[Saved data entries]
PR #2855, opened 2023-07-20
Return transaction for Sentry.getSpan when global hub mode is enabled

markushi:
## :scroll: Description

Fixes https://github.com/getsentry/sentry-java/issues/1828

Just like Cocoa, always return the root transaction instead of the last active span. This is only applied if globalHubMode is enabled.

## :pencil: Checklist


romtsn:
I think simply changing this on the `Sentry.java` level is probably not enough, because we are using `Hub.getSpan()` in our own auto-instrumentation, and this will still be returning the latest span and not the root one.
image

Also, we've talked about introducing another method `getLatestSpan` or something like that, which we can use in our DB instrumentation to not break the parent-child relationship for Room+SQLite spans, can we also do that in this PR please?

markushi:
> I think simply changing this on the `Sentry.java` level is probably not enough, because we are using `Hub.getSpan()` in our own auto-instrumentation, and those will still be returning the latest span and not the root one. image
As of now globalhub mode is not stored anywhere but `Sentry.java` so the hub itself doesn't know if it's global or not - let me look into this.


> Also, we've talked about introducing another method `getLatestSpan` or something like that, which we can use in our DB instrumentation to not break the parent-child relationship for Room+SQLite spans, can we also do that in this PR please?
Yes, we thought about this, on it...

romtsn:
> As of now globalhub mode is not stored anywhere but Sentry.java so the hub itself doesn't know if it's global or not - let me look into this.

We could just use `hub.getTransaction()` in our integrations maybe, where applicable

romtsn (approved):
LGTM, but I think we also have to do it for Apollo, at least on Android? Is the apollo integration used server-side as well @adinauer? But we have the same problem for the okhttp integration now anyway, if someone is using it on the server alongside the Java SDK

adinauer:
> Is the apollo integration used server-side as well

It's a client only, we have support for `graphql-java` on server side which is used by Netflix DGS as well as `spring-graphql`.

Or do you mean can this be used in a backend application? That's a yes.

Not really sure about details here, maybe we can do a quick call if you need my input here so I can better grasp implications.

markushi:
Let's change the `Sentry.getSpan()` behavior for Android only. In case this comes up for Desktop/Cli let's deal with this at a later point.

sentry/src/main/java/io/sentry/Sentry.java
```diff
@@ -918,10 +919,16 @@ public static void endSession() {
...
    * Gets the current active transaction or span.
    *
-   * @return the active span or null when no active transaction is running
+   * @return the active span or null when no active transaction is running. In case of
+   *     globalHubMode=true, always the active transaction is returned, rather than the last active
+   *     span.
    */
   public static @Nullable ISpan getSpan() {
-    return getCurrentHub().getSpan();
+    if (globalHubMode && Platform.isAndroid()) {
```
romtsn, line 927: but this is still not the only thing we want, right? In integrations like okhttp, where we use `hub.getTransaction` we should use either `getTransaction` or `getSpan` depending on whether it's running on Android or not

romtsn:
@markushi I think the PR is still missing `SentryApolloInterceptor` and `SentryApollo3Interceptor` from the list 😅 
image

romtsn (approved):
looks good now, thanks for addressing back-and-forths 🎉

PR #2858, opened 2023-07-20
Reduce flush timeout to 4s on Android to avoid ANRs

### LINKED ISSUE #2732: Reduce `flushTimeoutMillis` to 3 or 4 seconds for Android to avoid ANRs
### Description

At the moment, we hold the lock for 15seconds (default for Java backend, which we inherited from on Android), which obviously will result in ANR on Android. I don't think this happens often when someone is using only Sentry for crash reporting, but when used in conjunction with Crashlytics for example, this can happen pretty easily. But still we could be more conservative here and reduce it to something like Crashlytics (3-4s), this can prevent some of those reported ANRs.

Originally reported in #2719

markushi:
## :scroll: Description
Reduce flush timeout to 4s on Android to avoid ANRs

[Fixes #2732](https://github.com/getsentry/sentry-java/issues/2732)

## :pencil: Checklist

### DIFF
--- a/sentry/src/main/java/io/sentry/cache/EnvelopeCache.java
+++ b/sentry/src/main/java/io/sentry/cache/EnvelopeCache.java
@@ -67,6 +67,8 @@ public class EnvelopeCache extends CacheStrategy implements IEnvelopeCache {
 
   public static final String STARTUP_CRASH_MARKER_FILE = "startup_crash";
 
+  private static final long SESSION_FLUSH_DISK_TIMEOUT_MS = 15000;
+
   private final CountDownLatch previousSessionLatch;
 
   private final @NotNull Map<SentryEnvelope, String> fileNameMap = new WeakHashMap<>();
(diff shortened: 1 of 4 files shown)


stefanosiano (approved):

romtsn:
@markushi there's one place where I'd like to keep the default 15s for flush timeout and it's this https://github.com/getsentry/sentry-java/blob/f60279b3bb7fa8e599cbbc951afd706637d17c5c/sentry/src/main/java/io/sentry/cache/EnvelopeCache.java#L430-L438

when we're waiting for the previous unfinished session to be flushed to disk. Would it be possible to keep the 15s value there (we could just have a constant actually)?

sentry/src/main/java/io/sentry/cache/EnvelopeCache.java
```diff
@@ -429,7 +431,9 @@ public void discard(final @NotNull SentryEnvelope envelope) {
   /** Awaits until the previous session (if any) is flushed to its own file. */
   public boolean waitPreviousSessionFlush() {
     try {
-      return previousSessionLatch.await(options.getFlushTimeoutMillis(), TimeUnit.MILLISECONDS);
+      // use fixed timeout instead of configurable options.getFlushTimeoutMillis() to ensure there's
+      // enough time to flush the session to disk
```
markushi, line 435: @romtsn if you've better reasoning here, please adapt the comment 😊

romtsn: yeah, it's good!

romtsn (approved):

Issue #2730, opened 2023-05-24
Refrain from overwriting the span status for unfinished spans


markushi:
### Problem Statement

As discussed in https://github.com/getsentry/sentry-java/issues/1690 unfinished spans should be sent, but their status should not be set to `deadline_exceeded`.

### Solution Brainstorm

Don't overwrite the span status.

markushi:
Let's keep self-hosted in mind here, and add corresponding information to the release.

stefanosiano:
the corresponding [pr](https://github.com/getsentry/relay/pull/1690) in relay was in Dec 2022

PR #2859, opened 2023-07-20
Fix don't overwrite the span status of unfinished spans

markushi:
## :scroll: Description
Span status should remain untouched when being force-finished, instead of setting `DEADLINE_EXCEEDED`.

Fixes https://github.com/getsentry/sentry-java/issues/2730

## :pencil: Checklist


sentry/src/main/java/io/sentry/SentryTracer.java
```diff
@@ -198,7 +198,7 @@ public void finish(
         if (!child.isFinished()) {
           child.setSpanFinishedCallback(
               null); // reset the callback, as we're already in the finish method
-          child.finish(SpanStatus.DEADLINE_EXCEEDED, finishTimestamp);
+          child.finish(child.getStatus(), finishTimestamp);
```
romtsn, line 201: hm, but as I understand, we don't even need this logic anymore at all (iterating through children and finishing them), relay will just do that for us?

romtsn: image

markushi: Oh right, good catch. Also: the status only gets set if there's no end timestamp: https://github.com/getsentry/relay/pull/1690/files#diff-7f49c53574a8b3eef93c44e6df72f927d591b4f00ebf791af696ea6eae77fb2bR280-R283
Let me fix that

romtsn (approved):
LGTM, but only one concern - we're not executing this block for JPC stuff, do we still need to handle it (at least the start date), in case of parent transaction is aborted?

https://github.com/getsentry/sentry-java/blob/695d3a3acd91e7759da0699f9b5e004d945de53b/sentry/src/main/java/io/sentry/Span.java#L193-L222

CHANGELOG.md
```diff
@@ -13,6 +13,7 @@ Breaking changes:
 
 Breaking changes:
 - Move enableNdk from SentryOptions to SentryAndroidOptions ([#2793](https://github.com/getsentry/sentry-java/pull/2793))
+- Fix don't overwrite the span status of unfinished spans ([#2859](https://github.com/getsentry/sentry-java/pull/2859))
```
romtsn, line 16: Also, should we mention min support for self-hosted? as per https://github.com/getsentry/sentry-java/issues/2730#issuecomment-1569843157

stefanosiano (approved):
good!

● **Your assignment**: Word for word, return each of the entries shown above.

● **Solution to this exercise**:
PR #2855, opened 2023-07-20
Return transaction for Sentry.getSpan when global hub mode is enabled

markushi:
## :scroll: Description

Fixes https://github.com/getsentry/sentry-java/issues/1828

Just like Cocoa, always return the root transaction instead of the last active span. This is only applied if globalHubMode is enabled.

## :pencil: Checklist


romtsn:
I think simply changing this on the `Sentry.java` level is probably not enough, because we are using `Hub.getSpan()` in our own auto-instrumentation, and this will still be returning the latest span and not the root one.
image

Also, we've talked about introducing another method `getLatestSpan` or something like that, which we can use in our DB instrumentation to not break the parent-child relationship for Room+SQLite spans, can we also do that in this PR please?

markushi:
> I think simply changing this on the `Sentry.java` level is probably not enough, because we are using `Hub.getSpan()` in our own auto-instrumentation, and those will still be returning the latest span and not the root one. image
As of now globalhub mode is not stored anywhere but `Sentry.java` so the hub itself doesn't know if it's global or not - let me look into this.


> Also, we've talked about introducing another method `getLatestSpan` or something like that, which we can use in our DB instrumentation to not break the parent-child relationship for Room+SQLite spans, can we also do that in this PR please?
Yes, we thought about this, on it...

romtsn:
> As of now globalhub mode is not stored anywhere but Sentry.java so the hub itself doesn't know if it's global or not - let me look into this.

We could just use `hub.getTransaction()` in our integrations maybe, where applicable

romtsn (approved):
LGTM, but I think we also have to do it for Apollo, at least on Android? Is the apollo integration used server-side as well @adinauer? But we have the same problem for the okhttp integration now anyway, if someone is using it on the server alongside the Java SDK

adinauer:
> Is the apollo integration used server-side as well

It's a client only, we have support for `graphql-java` on server side which is used by Netflix DGS as well as `spring-graphql`.

Or do you mean can this be used in a backend application? That's a yes.

Not really sure about details here, maybe we can do a quick call if you need my input here so I can better grasp implications.

markushi:
Let's change the `Sentry.getSpan()` behavior for Android only. In case this comes up for Desktop/Cli let's deal with this at a later point.

sentry/src/main/java/io/sentry/Sentry.java
```diff
@@ -918,10 +919,16 @@ public static void endSession() {
...
    * Gets the current active transaction or span.
    *
-   * @return the active span or null when no active transaction is running
+   * @return the active span or null when no active transaction is running. In case of
+   *     globalHubMode=true, always the active transaction is returned, rather than the last active
+   *     span.
    */
   public static @Nullable ISpan getSpan() {
-    return getCurrentHub().getSpan();
+    if (globalHubMode && Platform.isAndroid()) {
```
romtsn, line 927: but this is still not the only thing we want, right? In integrations like okhttp, where we use `hub.getTransaction` we should use either `getTransaction` or `getSpan` depending on whether it's running on Android or not

romtsn:
@markushi I think the PR is still missing `SentryApolloInterceptor` and `SentryApollo3Interceptor` from the list 😅 
image

romtsn (approved):
looks good now, thanks for addressing back-and-forths 🎉

PR #2858, opened 2023-07-20
Reduce flush timeout to 4s on Android to avoid ANRs

### LINKED ISSUE #2732: Reduce `flushTimeoutMillis` to 3 or 4 seconds for Android to avoid ANRs
### Description

At the moment, we hold the lock for 15seconds (default for Java backend, which we inherited from on Android), which obviously will result in ANR on Android. I don't think this happens often when someone is using only Sentry for crash reporting, but when used in conjunction with Crashlytics for example, this can happen pretty easily. But still we could be more conservative here and reduce it to something like Crashlytics (3-4s), this can prevent some of those reported ANRs.

Originally reported in #2719

markushi:
## :scroll: Description
Reduce flush timeout to 4s on Android to avoid ANRs

[Fixes #2732](https://github.com/getsentry/sentry-java/issues/2732)

## :pencil: Checklist

### DIFF
--- a/sentry/src/main/java/io/sentry/cache/EnvelopeCache.java
+++ b/sentry/src/main/java/io/sentry/cache/EnvelopeCache.java
@@ -67,6 +67,8 @@ public class EnvelopeCache extends CacheStrategy implements IEnvelopeCache {
 
   public static final String STARTUP_CRASH_MARKER_FILE = "startup_crash";
 
+  private static final long SESSION_FLUSH_DISK_TIMEOUT_MS = 15000;
+
   private final CountDownLatch previousSessionLatch;
 
   private final @NotNull Map<SentryEnvelope, String> fileNameMap = new WeakHashMap<>();
(diff shortened: 1 of 4 files shown)


stefanosiano (approved):

romtsn:
@markushi there's one place where I'd like to keep the default 15s for flush timeout and it's this https://github.com/getsentry/sentry-java/blob/f60279b3bb7fa8e599cbbc951afd706637d17c5c/sentry/src/main/java/io/sentry/cache/EnvelopeCache.java#L430-L438

when we're waiting for the previous unfinished session to be flushed to disk. Would it be possible to keep the 15s value there (we could just have a constant actually)?

sentry/src/main/java/io/sentry/cache/EnvelopeCache.java
```diff
@@ -429,7 +431,9 @@ public void discard(final @NotNull SentryEnvelope envelope) {
   /** Awaits until the previous session (if any) is flushed to its own file. */
   public boolean waitPreviousSessionFlush() {
     try {
-      return previousSessionLatch.await(options.getFlushTimeoutMillis(), TimeUnit.MILLISECONDS);
+      // use fixed timeout instead of configurable options.getFlushTimeoutMillis() to ensure there's
+      // enough time to flush the session to disk
```
markushi, line 435: @romtsn if you've better reasoning here, please adapt the comment 😊

romtsn: yeah, it's good!

romtsn (approved):

Issue #2730, opened 2023-05-24
Refrain from overwriting the span status for unfinished spans


markushi:
### Problem Statement

As discussed in https://github.com/getsentry/sentry-java/issues/1690 unfinished spans should be sent, but their status should not be set to `deadline_exceeded`.

### Solution Brainstorm

Don't overwrite the span status.

markushi:
Let's keep self-hosted in mind here, and add corresponding information to the release.

stefanosiano:
the corresponding [pr](https://github.com/getsentry/relay/pull/1690) in relay was in Dec 2022

PR #2859, opened 2023-07-20
Fix don't overwrite the span status of unfinished spans

markushi:
## :scroll: Description
Span status should remain untouched when being force-finished, instead of setting `DEADLINE_EXCEEDED`.

Fixes https://github.com/getsentry/sentry-java/issues/2730

## :pencil: Checklist


sentry/src/main/java/io/sentry/SentryTracer.java
```diff
@@ -198,7 +198,7 @@ public void finish(
         if (!child.isFinished()) {
           child.setSpanFinishedCallback(
               null); // reset the callback, as we're already in the finish method
-          child.finish(SpanStatus.DEADLINE_EXCEEDED, finishTimestamp);
+          child.finish(child.getStatus(), finishTimestamp);
```
romtsn, line 201: hm, but as I understand, we don't even need this logic anymore at all (iterating through children and finishing them), relay will just do that for us?

romtsn: image

markushi: Oh right, good catch. Also: the status only gets set if there's no end timestamp: https://github.com/getsentry/relay/pull/1690/files#diff-7f49c53574a8b3eef93c44e6df72f927d591b4f00ebf791af696ea6eae77fb2bR280-R283
Let me fix that

romtsn (approved):
LGTM, but only one concern - we're not executing this block for JPC stuff, do we still need to handle it (at least the start date), in case of parent transaction is aborted?

https://github.com/getsentry/sentry-java/blob/695d3a3acd91e7759da0699f9b5e004d945de53b/sentry/src/main/java/io/sentry/Span.java#L193-L222

CHANGELOG.md
```diff
@@ -13,6 +13,7 @@ Breaking changes:
 
 Breaking changes:
 - Move enableNdk from SentryOptions to SentryAndroidOptions ([#2793](https://github.com/getsentry/sentry-java/pull/2793))
+- Fix don't overwrite the span status of unfinished spans ([#2859](https://github.com/getsentry/sentry-java/pull/2859))
```
romtsn, line 16: Also, should we mention min support for self-hosted? as per https://github.com/getsentry/sentry-java/issues/2730#issuecomment-1569843157

stefanosiano (approved):
good!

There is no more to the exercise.